PR #3128, opened 2021-07-22
feat(wallet): add extra feedback to recovery monitoring callback in Wallet FFI

philipr-za:
## Description
This PR adds an extra stage of callback feedback to the recovery process in the Wallet FFI. The new stage shows when connection’s are being attempted and not just when they are made.

Edit: Added even more detail to the callback, this changes the FFI interface to support extra argument in the callback

## How Has This Been Tested?
For testing in the mobile client

## Checklist:


sdbondi (dismissed):
utACK

stringhandler (approved):

PR #3129, opened 2021-07-22
fix: replace usage of RangeProof MR with Witness MR

SWvheerden:
## Description

There are still some names references a rangeproof Mr, this does not exist anymore and there is only a witness Mr. 

## Checklist:


base_layer/core/src/validation/error.rs
```diff
@@ -59,8 +59,8 @@ pub enum ValidationError {
     InvalidOutputMr,
     #[error("Invalid kernel merkle root")]
     InvalidKernelMr,
-    #[error("Invalid range proof merkle root")]
-    InvalidRangeProofMr,
+    #[error("Invalid witness merkle root")]
+    InvalidWitnessMr,
```
sdbondi: This variant isnt used (assuming everything compiles) and can be removed. Did a quick search and same for `InvalidKernelMr` and `InvalidOutputMr` can be removed

sdbondi: ...and `WeakerAccumulatedDifficulty`, they are all handled in `BlockError(..)` and `PowError(...)`

stringhandler (dismissed):
Approved, but agree that they can be removed

stringhandler (approved):

sdbondi (approved):

PR #3130, opened 2021-07-22
feat: add persistent dedup cache for message hashes

hansieodendaal:
## Description
- Added a persistent dedup message hash cache for messages that will be trimmed to capacity every 5 minutes:
  - dedup cache size configurable for users;
  - trimming period configurable.
- Added a unit test to test the dedup cache operation.

## Motivation and Context
A recent stress test highlighted duplicate stages of transaction messages still being sent hours after a transaction has been mined, evoking a flood of SAF messages each time. A wallet also had no way of knowing which transactional message had been processed already. The dedup cache was changed from _time-to-live_ to being _persistent_.

## How Has This Been Tested?
- System-level testing under stress test conditions.
- New unit test.

## Checklist:


comms/dht/src/config.rs
```diff
@@ -155,8 +155,8 @@ impl Default for DhtConfig {
             saf_auto_request: true,
             saf_max_message_size: 512 * 1024,
             saf_minimum_request_period: Duration::from_secs(3 * 24 * 60 * 60), // 3 days
-            msg_hash_cache_capacity: 100_000,
-            msg_hash_cache_ttl: Duration::from_secs(5 * 60),
+            dedup_cache_capacity: 2_500,
+            dedup_cache_trim_period: Duration::from_secs(5 * 60),
```
sdbondi: nit: use interval in the name to indicate that it's an interval between repeating
```suggestion
            dedup_cache_trim_interval: Duration::from_secs(5 * 60),
```

comms/dht/src/dedup/dedup_cache.rs
```diff
@@ -0,0 +1,185 @@
...
+        debug!(
+            target: LOG_TARGET,
+            "Message dedup cache capacity initialized at {}", capacity,
+        );
+        Self { connection, capacity }
+    }
+
+    /// Inserts and returns Ok(true) if the item already existed and Ok(false) if it didn't
+    pub async fn insert_body_hash_if_unique(&self, body_hash: Vec<u8>) -> Result<bool, StorageError> {
+        let body_hash_string = DedupCacheDatabase::body_hash_string(body_hash.clone());
```
sdbondi: This function takes a hash, so won't need to hash it again

comms/dht/src/dedup/dedup_cache.rs
```diff
@@ -0,0 +1,185 @@
...
+        hex::to_hex(&Challenge::new().chain(body_hash).finalize())
+    }
+
+    fn formatted_naive_date_time() -> Result<NaiveDateTime, StorageError> {
+        NaiveDateTime::parse_from_str(
+            Utc::now().naive_utc().format("%Y-%m-%d %H:%M:%S").to_string().as_str(),
+            "%Y-%m-%d %H:%M:%S",
+        )
+        .map_err(|e| StorageError::ParseError(e.to_string()))
+    }
```
sdbondi: ?
```suggestion
   Utc::now().naive_utc()
```

comms/dht/src/storage/error.rs
```diff
@@ -30,6 +30,10 @@ pub enum StorageError {
     InvalidUnicodePath,
     #[error("ConnectionError: {0}")]
     ConnectionError(#[from] diesel::ConnectionError),
+    #[error("UniqueViolation")]
+    UniqueViolation(String),
+    #[error("ParseError")]
+    ParseError(String),
```
sdbondi: Not needed (formatted_naive_date_time is not needed)

sdbondi (commented):
Nice - there's one issue that I think should be resolved, and one minor code issue

comms/dht/src/actor.rs
```diff
@@ -282,14 +295,23 @@ impl DhtActor {
...
+                        Ok(already_exists) => {
+                            let _ = reply_tx.send(already_exists).map_err(|_| DhtActorError::ReplyCanceled);
+                        },
+                        Err(err) => {
+                            warn!(
+                                target: LOG_TARGET,
+                                "Unable to update message dedup cache because {:?}", err
+                            );
+                            let _ = reply_tx.send(false).map_err(|_| DhtActorError::ReplyCanceled);
+                            // Err(DhtActorError::StorageError(err))
```
sdbondi:
```suggestion

```

comms/dht/src/dedup/dedup_cache.rs
hansieodendaal: This function is to make it easier for humans to read the database entries; database field `stored_at` has a default `DEFAULT CURRENT_TIMESTAMP` and its format is automatically entered as `2021-07-23 04:01:14`. When the `last_hit_at` field is populated with `Utc::now().naive_utc()` it prints something like `2021-07-23 04:01:14.235873992`, which makes it difficult to compare visually.

comms/dht/src/storage/error.rs
hansieodendaal: Please see the previous comment.

SWvheerden (dismissed):
LGTM

comms/dht/src/dedup/dedup_cache.rs
stringhandler: I don't buy this reasoning. I would just store the data as is. SQL has the capability to display the data differently via SELECT statements for the poor human users who are struggling

common/config/presets/tari_config_example.toml
```diff
@@ -53,6 +53,9 @@ network = "weatherwax"
 #buffer_rate_limit_base_node = 20
 # - Rate limit for the base node wallet (min value = 5, default value = 20).
 #buffer_rate_limit_base_node_wallet = 20
+# The message deduplication persistent cache size - messages with these hashes in the cache will only be processed once.
+# The cache will also be trimmed down to size periodically (min value = 100, default value = 2500).
```
stringhandler: Why not allow a min value of 0 for testing?

common/config/presets/tari_config_example.toml
```diff
@@ -136,7 +139,8 @@ base_node_query_timeout = 120
 # (options: "DirectOnly", "StoreAndForwardOnly", DirectAndStoreAndForward". default: "DirectAndStoreAndForward").
 #transaction_routing_mechanism = "DirectAndStoreAndForward"
 
-scan_for_utxo_interval=60
+# UTXO scanning service interval (default = 12 hours, i.e. 60 * 60 * 12 seconds)
```
stringhandler, line 142: Did this sneak in?

comms/dht/migrations/2021-07-21-0846252_add_dedup_cache/up.sql
```diff
@@ -0,0 +1,9 @@
+CREATE TABLE dedup_cache (
```
stringhandler: Should we not add the sender address in here for inspection purposes?

comms/dht/src/actor.rs
```diff
@@ -236,6 +241,8 @@ impl DhtActor {
 
         let mut pending_jobs = FuturesUnordered::new();
 
+        let mut cleanup_ticker = time::interval(self.config.dedup_cache_trim_interval).fuse();
```
stringhandler:
```suggestion
        let mut dedup_cache_trim_ticker = time::interval(self.config.dedup_cache_trim_interval).fuse();
```

comms/dht/src/builder.rs
```diff
@@ -89,13 +89,13 @@ impl DhtBuilder {
...
     }
 
-    pub fn with_signature_cache_ttl(mut self, ttl: Duration) -> Self {
-        self.config.msg_hash_cache_ttl = ttl;
+    pub fn with_signature_dedup_cache_trim_interval(mut self, trim_interval: Duration) -> Self {
+        self.config.dedup_cache_trim_interval = trim_interval;
         self
     }
 
     pub fn with_signature_cache_capacity(mut self, capacity: usize) -> Self {
```
stringhandler: This method has a misleading name, where does 'signature' come from

comms/dht/src/dedup/dedup_cache.rs
```diff
@@ -0,0 +1,184 @@
...
+use std::cmp::max;
+use tari_crypto::tari_utilities::ByteArray;
+use tari_utilities::hex;
+
+const LOG_TARGET: &str = "comms::dht::dedup_cache";
+
+//#[derive(Clone, Debug, Queryable, Insertable, PartialEq)]
+#[derive(Clone, Debug, Queryable, Identifiable)]
+#[table_name = "dedup_cache"]
+struct DedupCacheSql {
```
stringhandler: Please split these structs into individual files

comms/dht/src/dedup/dedup_cache.rs
```diff
@@ -0,0 +1,184 @@
...
+        self.connection
+            .with_connection_async(move |conn| {
+                let insert_result = diesel::insert_into(dedup_cache::table)
+                    .values(UpdateDedupCacheSql {
+                        body_hash: Some(body_hash.clone()),
+                        number_of_hits: Some(1),
+                        last_hit_at: Some(DedupCacheDatabase::formatted_naive_date_time()?),
+                    })
+                    .execute(conn)
+                    .map_err(Into::into);
```
stringhandler:
```suggestion
                    ?;
```

comms/dht/src/dedup/dedup_cache.rs
```diff
@@ -0,0 +1,184 @@
...
+                        DatabaseErrorKind::UniqueViolation => Err(StorageError::UniqueViolation(body_hash)),
+                        _ => Err(diesel::result::Error::DatabaseError(kind, e_info).into()),
+                    },
+                    Err(e) => Err(e.into()),
+                }
+            })
+            .await
+    }
+
+    async fn update_number_of_hits(&self, body_hash: String) -> Result<usize, StorageError> {
```
stringhandler: nit: this method does not take in a parameter, so increment is more accurate than update

```suggestion
    async fn increment_number_of_hits(&self, body_hash: String) -> Result<usize, StorageError> {
```

comms/dht/src/dedup/dedup_cache.rs
```diff
@@ -0,0 +1,184 @@
...
+                let mut num_removed = 0;
+                let msg_count = dedup_cache::table
+                    .select(dsl::count(dedup_cache::id))
+                    .first::<i64>(conn)? as usize;
+                // Hysteresis added to minimize database impact
+                if msg_count > capacity {
+                    let remove_count = msg_count - capacity;
+                    let message_ids: Vec<i32> = dedup_cache::table
+                        .select(dedup_cache::id)
+                        .order_by(dedup_cache::stored_at.asc())
```
stringhandler: To match the previous TtlCache behaviour, you should actually sort by `last_hit_at` instead

comms/dht/src/dedup/dedup_cache.rs
```diff
@@ -0,0 +1,184 @@
...
+                        .limit(remove_count as i64)
+                        .get_results(conn)?;
+                    num_removed = diesel::delete(dedup_cache::table)
```
stringhandler, line 91: You should combine the above select into this delete so that it is atomic (ideal), or otherwise wrap both in a transaction and change the select to lock the table for deletion (less ideal)

stringhandler (commented):
Lots of comments, but I really do like this PR. Nice work

common/config/presets/tari_config_example.toml
hansieodendaal: That setting did not have a comment, and the spacing was not consistent, so it was fixed. No functional change.

comms/dht/src/dedup/dedup_cache.rs
hansieodendaal: This converts `QueryResult<usize>` into `Result<usize, StorageError>`; the suggested change results in `usize`.
The `UniqueViolation` error is used as a feature to determine if the entry is already present.

comms/dht/src/dedup/dedup_cache.rs
sdbondi: Good catch

comms/dht/src/dedup/dedup_cache.rs
sdbondi: Everything within `with_connection_async` is protected with an async Mutex. Can't remember now why I didn't implement SQL transactions (may have been time pressure), but `with_connection_async` guarantees you are the only one using the single connection (we don't use a connection pool, because it was never perf critical and caused issues on mobile). I think (but you'd need to check) that the DeleteStatement doesnt support limit, which causes an issue - otherwise, yeah they should ideally be in one query.

comms/dht/src/dedup/dedup_cache.rs
hansieodendaal: The TTL principle will remove the oldest entries first, similar to sorting on `stored_at`. Using `last_hit`, a 24-hour old entry with a recent hit will remain in the cache.

comms/dht/src/dedup/dedup_cache.rs
sdbondi: `SELECT  STRFTIME('%Y-%m-%d %H:%M:%S', last_hit_at) as last_hit_ts FROM dedup_cache ORDER BY last_hit_at` would do it.

comms/dht/src/storage/error.rs
sdbondi: Even if we keep the function, the error you return can never happen (it can never fail to parse because the input comes from a guaranteed well-formed string).

comms/dht/migrations/2021-07-21-0846252_add_dedup_cache/up.sql
hansieodendaal: Good idea

common/config/presets/tari_config_example.toml
stringhandler: my bad, sorry

comms/dht/src/dedup/dedup_cache.rs
stringhandler: I think the `?` operator is the same as `map_err(Into::into)`.

comms/dht/src/dedup/dedup_cache.rs
stringhandler: In the old TTL cache, when you insert a row, you give it a duration, when that expires, it is removed. When you re-insert an existing value, you insert the same duration, basically extending it's life, so if the duration was 24 hours and it was at 23 hours and a dup message came it, it would live another 24 hours.

```
                let already_exists = self
                    .msg_hash_cache
                    .insert(hash, (), self.config.msg_hash_cache_ttl)
 ```

File: comms/dht/src/dedup/dedup_cache.rs (hunk 3 above)
Comment (stringhandler) [reply comms/dht/src/dedup/dedup_cache.rs]: Happy to merge once this change is applied

Comment (hansieodendaal) [reply comms/dht/src/dedup/dedup_cache.rs]: Happy to remove `fn  formatted_naive_date_time `

File: comms/dht/src/storage/error.rs (hunk 4 above)
Comment (hansieodendaal) [reply comms/dht/src/storage/error.rs]: Removed `ParseError(String)` along with `fn formatted_naive_date_time `

File: comms/dht/src/dedup/dedup_cache.rs (hunk 14 above)
Comment (hansieodendaal) [reply comms/dht/src/dedup/dedup_cache.rs]: I concede about `order_by(dedup_cache::stored_at.asc())` being different than the original TTL.

My proposal here was actually that the oldest messages are always removed from the cache, not that a very old message with a recent hit gets an extended lifetime in the cache. This way part of a conversation can be replayed after the message's original stay in the cache expired if it was legitimate.

Changing to sort by `last_hit_at` as proposed.

File: comms/dht/src/dedup/dedup_cache.rs (hunk 12 above)
Comment (hansieodendaal) [reply comms/dht/src/dedup/dedup_cache.rs]: It  results in `usize` instead of `Result<usize, StorageError>`

File: comms/dht/src/actor.rs [hunk 16]
```diff
@@ -707,14 +736,114 @@ mod test {
...
+            assert!(!is_dup);
+        }
+        // Try to re-insert all; everything should be marked as duplicates due to cleanup ticker not active yet
+        for key in &signatures {
+            let is_dup = actor
+                .msg_hash_dedup_cache
+                .insert_body_hash_if_unique(key.clone(), CommsPublicKey::default())
+                .await
+                .unwrap();
+            // let is_dup = requester.insert_message_hash(key.clone()).await.unwrap();
```
sdbondi: elsewhere too
```suggestion

```

comms/dht/src/dedup/mod.rs
```diff
@@ -79,7 +85,10 @@ where
                 message.tag,
                 message.dht_header.message_tag
             );
-            if dht_requester.insert_message_hash(hash).await? {
+            if dht_requester
+                .insert_message_hash(hash, message.source_peer.public_key.clone())
```
sdbondi, line 87: Just a note, the source_peer is the source of this message. That is, the peer that it was directly received from perhaps via propagation, but not necessarily the peer that created the original message. You would expect this stored value for the same message to be different across peers. The origin_peer is the authenticated origin (the peer that created the message), but is only available to the peer that can decrypt the message. So I'm not too convinced how useful this field will end up being. Just FYI though, nothing against doing it anyway.

comms/dht/src/dedup/dedup_cache.rs
sdbondi: You can remove the `map_err(Into::into)`. The conversion is redundant here because it is already a `diesel::result::Error`, which is the type the match expects.  `Err(e) => Err(e.into()),` converts the error into a `StorageError` so that it can be returned.

comms/dht/src/dedup/mod.rs
hansieodendaal: Noted

hansieodendaal:
This latest commit:
- changes db insert/update operations to be atomic, as a race condition was present between the cache cleanup operation, that ran in a separate thread, to the db insert/update operation. The latter acquired an exclusive lock to the db three times for a single update operation; this caused db entries to be deleted in between where it was determined that an entry is a duplicate and where its stats were updated.
- changes the dedup cache size for base nodes and console wallets to be 25,000 as determined with testing. If the network is busy, between 2,000 and 9,500 new messages will be added to the cache every 5 minutes. The results below were obtained with a dedup cache size of 2,500 for testing purposes to enforce a quick cleanup cycle.

Race condition (during stress testing):
``` rust
2021-07-27 21:44:44.999526100 [comms::dht::dedup_cache] DEBUG Message dedup cache: count 6006, capacity 2500, removed 3506
2021-07-27 21:44:45.039803500 [comms::dht::actor] WARN  Unable to update message dedup cache because ResultError(NotFound)
2021-07-27 21:44:45.083666500 [comms::dht::actor] WARN  Unable to update message dedup cache because ResultError(NotFound)
2021-07-27 21:44:45.539709800 [comms::dht::actor] WARN  Unable to update message dedup cache because ResultError(NotFound)
2021-07-27 21:44:45.590940200 [comms::dht::actor] WARN  Unable to update message dedup cache because ResultError(NotFound)
2021-07-27 21:49:46.558936200 [comms::dht::dedup_cache] DEBUG Message dedup cache: count 6868, capacity 2500, removed 4368
2021-07-27 21:49:47.044757300 [comms::dht::actor] WARN  Unable to update message dedup cache because ResultError(NotFound)
2021-07-27 21:49:47.340537900 [comms::dht::actor] WARN  Unable to update message dedup cache because ResultError(NotFound)
2021-07-27 21:49:47.497784400 [comms::dht::actor] WARN  Unable to update message dedup cache because ResultError(NotFound)
2021-07-27 21:49:47.568265400 [comms::dht::actor] WARN  Unable to update message dedup cache because ResultError(NotFound)
2021-07-27 21:49:48.078426700 [comms::dht::actor] WARN  Unable to update message dedup cache because ResultError(NotFound)
2021-07-27 21:49:48.446095100 [comms::dht::actor] WARN  Unable to update message dedup cache because ResultError(NotFound)
2021-07-27 21:49:48.834408000 [comms::dht::actor] WARN  Unable to update message dedup cache because ResultError(NotFound)
2021-07-27 21:54:45.755165300 [comms::dht::dedup_cache] DEBUG Message dedup cache: count 6707, capacity 2500, removed 4207
2021-07-27 21:54:45.756107000 [comms::dht::actor] WARN  Unable to update message dedup cache because ResultError(NotFound)
2021-07-27 21:54:45.793008600 [comms::dht::actor] WARN  Unable to update message dedup cache because ResultError(NotFound)
2021-07-27 21:54:45.922960300 [comms::dht::actor] WARN  Unable to update message dedup cache because ResultError(NotFound)
2021-07-27 21:54:45.923114000 [comms::dht::actor] WARN  Unable to update message dedup cache because ResultError(NotFound)
2021-07-27 21:54:45.962302800 [comms::dht::actor] WARN  Unable to update message dedup cache because ResultError(NotFound)
2021-07-27 21:54:46.106246100 [comms::dht::actor] WARN  Unable to update message dedup cache because ResultError(NotFound)
2021-07-27 21:54:46.143228200 [comms::dht::actor] WARN  Unable to update message dedup cache because ResultError(NotFound)
2021-07-27 21:54:46.143793900 [comms::dht::actor] WARN  Unable to update message dedup cache because ResultError(NotFound)
2021-07-27 21:54:46.228639500 [comms::dht::actor] WARN  Unable to update message dedup cache because ResultError(NotFound)
2021-07-27 21:54:46.441927700 [comms::dht::actor] WARN  Unable to update message dedup cache because ResultError(NotFound)
2021-07-27 21:54:46.511398900 [comms::dht::actor] WARN  Unable to update message dedup cache because ResultError(NotFound)
2021-07-27 21:54:46.540093600 [comms::dht::actor] WARN  Unable to update message dedup cache because ResultError(NotFound)
```

Race condition fixed with atomic insert/update (during stress testing):
``` rust
2021-07-28 07:38:19.546905000 [comms::dht::actor] DEBUG Message dedup cache will be trimmed to capacity every 300s
2021-07-28 07:38:19.546923000 [comms::dht::dedup_cache] DEBUG Message dedup cache capacity initialized at 2500
2021-07-28 07:38:19.642241700 [comms::dht::dedup_cache] DEBUG Message dedup cache: count 2529, capacity 2500, removed 29
2021-07-28 07:43:19.571672700 [comms::dht::dedup_cache] DEBUG Message dedup cache: count 2702, capacity 2500, removed 202
2021-07-28 07:48:19.633503700 [comms::dht::dedup_cache] DEBUG Message dedup cache: count 2725, capacity 2500, removed 225
2021-07-28 07:53:19.572425000 [comms::dht::dedup_cache] DEBUG Message dedup cache: count 2990, capacity 2500, removed 490
2021-07-28 07:58:19.569563200 [comms::dht::dedup_cache] DEBUG Message dedup cache: count 2799, capacity 2500, removed 299
2021-07-28 08:03:19.565731100 [comms::dht::dedup_cache] DEBUG Message dedup cache: count 2835, capacity 2500, removed 335
2021-07-28 08:08:19.572490500 [comms::dht::dedup_cache] DEBUG Message dedup cache: count 2907, capacity 2500, removed 407
2021-07-28 08:13:19.573576600 [comms::dht::dedup_cache] DEBUG Message dedup cache: count 3148, capacity 2500, removed 648
2021-07-28 08:18:19.829696000 [comms::dht::dedup_cache] DEBUG Message dedup cache: count 3688, capacity 2500, removed 1188
2021-07-28 08:23:20.128356000 [comms::dht::dedup_cache] DEBUG Message dedup cache: count 4155, capacity 2500, removed 1655
2021-07-28 08:28:20.441050100 [comms::dht::dedup_cache] DEBUG Message dedup cache: count 4217, capacity 2500, removed 1717
2021-07-28 08:33:19.864351900 [comms::dht::dedup_cache] DEBUG Message dedup cache: count 4752, capacity 2500, removed 2252
2021-07-28 08:38:20.316773500 [comms::dht::dedup_cache] DEBUG Message dedup cache: count 4998, capacity 2500, removed 2498
2021-07-28 08:43:20.047123800 [comms::dht::dedup_cache] DEBUG Message dedup cache: count 5206, capacity 2500, removed 2706
2021-07-28 08:48:19.983793200 [comms::dht::dedup_cache] DEBUG Message dedup cache: count 5086, capacity 2500, removed 2586
2021-07-28 08:53:19.880013800 [comms::dht::dedup_cache] DEBUG Message dedup cache: count 5190, capacity 2500, removed 2690
2021-07-28 08:58:19.891490100 [comms::dht::dedup_cache] DEBUG Message dedup cache: count 6431, capacity 2500, removed 3931
2021-07-28 09:03:20.065235800 [comms::dht::dedup_cache] DEBUG Message dedup cache: count 5831, capacity 2500, removed 3331
2021-07-28 09:08:20.141300600 [comms::dht::dedup_cache] DEBUG Message dedup cache: count 6032, capacity 2500, removed 3532
2021-07-28 09:13:19.873829200 [comms::dht::dedup_cache] DEBUG Message dedup cache: count 6804, capacity 2500, removed 4304
2021-07-28 09:18:20.044942500 [comms::dht::dedup_cache] DEBUG Message dedup cache: count 7152, capacity 2500, removed 4652
2021-07-28 09:23:20.038902500 [comms::dht::dedup_cache] DEBUG Message dedup cache: count 6551, capacity 2500, removed 4051
2021-07-28 09:28:19.974987800 [comms::dht::dedup_cache] DEBUG Message dedup cache: count 6627, capacity 2500, removed 4127
2021-07-28 09:33:19.921464100 [comms::dht::dedup_cache] DEBUG Message dedup cache: count 7330, capacity 2500, removed 4830
2021-07-28 09:38:19.826990700 [comms::dht::dedup_cache] DEBUG Message dedup cache: count 7240, capacity 2500, removed 4740
2021-07-28 09:43:19.760811400 [comms::dht::dedup_cache] DEBUG Message dedup cache: count 6969, capacity 2500, removed 4469
2021-07-28 09:48:19.666592200 [comms::dht::dedup_cache] DEBUG Message dedup cache: count 7185, capacity 2500, removed 4685
2021-07-28 09:53:19.771869900 [comms::dht::dedup_cache] DEBUG Message dedup cache: count 10304, capacity 2500, removed 7804
2021-07-28 09:58:20.000872200 [comms::dht::dedup_cache] DEBUG Message dedup cache: count 12048, capacity 2500, removed 9548
2021-07-28 10:03:20.095486100 [comms::dht::dedup_cache] DEBUG Message dedup cache: count 11191, capacity 2500, removed 8691
2021-07-28 10:08:19.613259300 [comms::dht::dedup_cache] DEBUG Message dedup cache: count 9137, capacity 2500, removed 6637
2021-07-28 10:13:19.573098300 [comms::dht::dedup_cache] DEBUG Message dedup cache: count 2824, capacity 2500, removed 324
2021-07-28 10:18:19.602043100 [comms::dht::dedup_cache] DEBUG Message dedup cache: count 2866, capacity 2500, removed 366
2021-07-28 10:23:19.575922000 [comms::dht::dedup_cache] DEBUG Message dedup cache: count 2816, capacity 2500, removed 316
2021-07-28 10:28:19.580211400 [comms::dht::dedup_cache] DEBUG Message dedup cache: count 2944, capacity 2500, removed 444
2021-07-28 10:33:19.573359100 [comms::dht::dedup_cache] DEBUG Message dedup cache: count 3237, capacity 2500, removed 737
2021-07-28 10:38:19.578616600 [comms::dht::dedup_cache] DEBUG Message dedup cache: count 3150, capacity 2500, removed 650
2021-07-28 10:43:19.575920200 [comms::dht::dedup_cache] DEBUG Message dedup cache: count 3125, capacity 2500, removed 625
2021-07-28 10:48:19.571850000 [comms::dht::dedup_cache] DEBUG Message dedup cache: count 2823, capacity 2500, removed 323
2021-07-28 10:53:19.579487200 [comms::dht::dedup_cache] DEBUG Message dedup cache: count 2769, capacity 2500, removed 269
```

stringhandler (approved):

sdbondi (approved):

◆ TASK STATEMENT ◆
Copy exactly the lines from the top of the entries through the line with "sdbondi: This variant" in it, please, keeping both ends and adding nothing.

◆ WRITTEN ANSWER ◆
PR #3128, opened 2021-07-22
feat(wallet): add extra feedback to recovery monitoring callback in Wallet FFI

philipr-za:
## Description
This PR adds an extra stage of callback feedback to the recovery process in the Wallet FFI. The new stage shows when connection’s are being attempted and not just when they are made.

Edit: Added even more detail to the callback, this changes the FFI interface to support extra argument in the callback

## How Has This Been Tested?
For testing in the mobile client

## Checklist:


sdbondi (dismissed):
utACK

stringhandler (approved):

PR #3129, opened 2021-07-22
fix: replace usage of RangeProof MR with Witness MR

SWvheerden:
## Description

There are still some names references a rangeproof Mr, this does not exist anymore and there is only a witness Mr. 

## Checklist:


base_layer/core/src/validation/error.rs
```diff
@@ -59,8 +59,8 @@ pub enum ValidationError {
     InvalidOutputMr,
     #[error("Invalid kernel merkle root")]
     InvalidKernelMr,
-    #[error("Invalid range proof merkle root")]
-    InvalidRangeProofMr,
+    #[error("Invalid witness merkle root")]
+    InvalidWitnessMr,
```
sdbondi: This variant isnt used (assuming everything compiles) and can be removed. Did a quick search and same for `InvalidKernelMr` and `InvalidOutputMr` can be removed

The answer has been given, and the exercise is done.